Adrien Proust war Feldforscher, der die Brücke schlug von den Laborräumen zum geografischen Raum. Das aus den 1820er-Jahren stammende Konzept des "cordon sanitaire", das er aufgriff und modernisierte, war als territoriale Sperre gegen die Ausbreitung der Cholera auf dem Landweg entstanden. Zur Lebensaufgabe, der sich Adrien Proust verschrieb, gehörte die Verteidigung Europas gegen die Cholera an dem Ort, den er als entscheidende Risikozone identifiziert hatte. Diese Risikozone war der im Jahr 1869 eröffnete Suezkanal.

Einen Riesenfonds von Aktien der Suezkanal-Gesellschaft besitzt im Roman Marcel Prousts die Prinzessin von Parma.
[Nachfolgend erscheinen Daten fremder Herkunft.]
PR #4580, opened 2020-12-17
Lint: timeslider

HMarzban:
Lint `/src/static/js/timeslider.js`

### DIFF
--- a/src/static/js/timeslider.js
+++ b/src/static/js/timeslider.js
@@ -1,3 +1,5 @@
+'use strict';
+
 /**
  * This code is mostly from the old Etherpad. Please help us to comment this code.
  * This helps other people to understand this code better and helps them to improve it.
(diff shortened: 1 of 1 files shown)


src/static/js/timeslider.js
```diff
@@ -28,11 +30,81 @@ const Cookies = require('./pad_utils').Cookies;
 const randomString = require('./pad_utils').randomString;
 const hooks = require('./pluginfw/hooks');
 
-let token, padId, export_links;
+let token, padId, exportLinks, socket, changesetLoader, BroadcastSlider;
```
rhansen, line 33: If I recall correctly, the `socket` and `BroadcastSlider` vars need to be on the `globalThis` object (`window`) because other `.js` files (and maybe code in the HTML?) reference them. Rather than scope them to this file, use `window.socket` and `window.BroadcastSlider` to ensure that these lint fixes don't change behavior.

I realize that it is gross to do `window.foo`, but cleaning that up is out of scope for a lint fix PR.

src/static/js/timeslider.js
```diff
@@ -44,14 +116,14 @@ function init() {
 
     // ensure we have a token
     token = Cookies.get('token');
-    if (token == null) {
+    if (!token) {
```
rhansen, line 119: Undo this change; it's not a lint fix.

src/static/js/timeslider.js
```diff
@@ -28,11 +30,81 @@ const Cookies = require('./pad_utils').Cookies;
 const randomString = require('./pad_utils').randomString;
 const hooks = require('./pluginfw/hooks');
 
-let token, padId, export_links;
+let token, padId, exportLinks, socket, changesetLoader, BroadcastSlider;
+const fireWhenAllScriptsAreLoaded = [];
```
rhansen, line 34: Moving the code around makes it difficult to review changes. Would you move these back to the order they were originally in? (That might not be possible if the original order throws `ReferenceError`.) ESLint will complain about `no-use-before-define`, but those are warnings not errors.

src/static/js/timeslider.js
```diff
@@ -71,90 +143,35 @@ function init() {
...
+    exportLinks = $('#export > .exportlink');
 
     $('button#forcereconnect').click(() => {
       window.location.reload();
     });
 
-    exports.socket = socket; // make the socket available
-    exports.BroadcastSlider = BroadcastSlider; // Make the slider available
+    // exports.socket = socket;
+    // exports.BroadcastSlider = BroadcastSlider;
```
rhansen, line 163: Please don't introduce commented-out code.

rhansen (commented):
Please rebase onto `develop`.

src/static/js/timeslider.js
JohnMcLear: Weird that I did...  I wonder why..  Thanks for spotting ...  Will investigate why/how this happened because I know not to.

src/static/js/timeslider.js
JohnMcLear: afaik this was to fix an error (probably not ``initialized``), I didn't address lint warnings..

src/static/js/timeslider.js
JohnMcLear: Oh...  This wasn't my PR :)  I'm an idjit 📦

PR #4583, opened 2020-12-18
Ignore head tag on import

webzwo0i:
import should only use body. removes a workaround that results in empty pads if an empty title element is present.

The PR is based on another PR that enables the tests for importexport, so it needs rebasing in case the other gets merged in first. alternatively merge this without squashing, then the other PR can be closed.

It might be useful in the future to parse style tags inside <head> on import though

### DIFF
--- a/tests/backend/specs/api/importexport.js
+++ b/tests/backend/specs/api/importexport.js
@@ -1,9 +1,12 @@
+'use strict';
 /*
  * ACHTUNG: there is a copied & modified version of this file in
  * <basedir>/tests/container/spacs/api/pad.js
  *
  * TODO: unify those two files, and merge in a single one.
  */
+
+/* eslint-disable max-len */
 
 const common = require('../../common');
 const supertest = require(`${__dirname}/../../../../src/node_modules/supertest`);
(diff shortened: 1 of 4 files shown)


tests/backend/specs/api/importexport.js
```diff
@@ -1,18 +1,20 @@
+'use strict';
 /*
  * ACHTUNG: there is a copied & modified version of this file in
  * <basedir>/tests/container/spacs/api/pad.js
  *
  * TODO: unify those two files, and merge in a single one.
  */
 
+/* eslint-disable max-len */
```
JohnMcLear, line 9: I'm trying really hard not to use disables btw :)

tests/backend/specs/api/importexport.js
```diff
@@ -54,13 +56,24 @@ const testImports = {
...
+  },
 };
 
 describe(__filename, function () {
   Object.keys(testImports).forEach((testName) => {
     const testPadId = makeid();
-    test = testImports[testName];
-    describe('createPad', function () {
+    const test = testImports[testName];
+    if (test.disabled) {
```
JohnMcLear, line 71: What's going on here?   where are the docs / settings / info for this value?

PR #4584, opened 2020-12-18
Delete dead code

rhansen:
Multiple commits:
* Delete dead SERVER_MESSAGE and guest handling code. None of this code seems to be reachable. Hopefully no plugins expect it to exist.
* pad import/export: Delete dead functions


JohnMcLear:
Note that I already had done this as part of pad-star-dot-star branch so it will conflict pretty heavily.

PR #4599, opened 2020-12-21
change scroll-behavior to auto

webzwo0i:
@JohnMcLear can you test if you can still replicate the failing timeslider_follow test?
It changes the scroll-behavior from smooth to auto. After that the test is never failing for me. I've seen that the smooth scrolling sometimes stops before reaching the offset. With auto I can't reproduce this anymore.

I also increased the number of lines that are in the pad view below the changed line. consider a pad with 40 lines and a change in the last line. To meet the test assumption, the last line should be the first visible line in the pad. That's not the case, when the display size is large enough. With a lot of lines after the changed line, so that the whole view port consists of lines, it will successfully scroll the changed line into the position of the "first visible line"


JohnMcLear:
Tested, confirmed working!  Please rebase to fix broadcast.js conflict 👍

JohnMcLear:
Let's go! :)

PR #4606, opened 2020-12-22
stale code: removed excanvas which was Internet Explorer support for a lack of canvas being supported

JohnMcLear:
excanvas should have been removed as part of removing IE cruft.  This PR removes it 👍


JohnMcLear:
Bump @rhansen :)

Sie müssen aus der Frühzeit des Projekts stammen, als er noch ein französisch dominiertes Projekt war. 1875 hatte England, das den Kanal ursprünglich hatte verhindern wollen, vom hoch verschuldeten Osmanischen Reich dessen Gesamtaktienanteil übernommen, 1882 hatten die Engländer Ägypten unter fadenscheinigen Vorwänden besetzt. Als Adrien Proust zur Verteidigung Europas gegen die Cholera die Verkehrsstatistiken des Suezkanals auswertete, fuhren 80 Prozent der Handelsschiffe, die seine Risikozone durchquerten, unter britischer Flagge. In seinen Schriften ist der englisch-französische Gegensatz eine Konstante.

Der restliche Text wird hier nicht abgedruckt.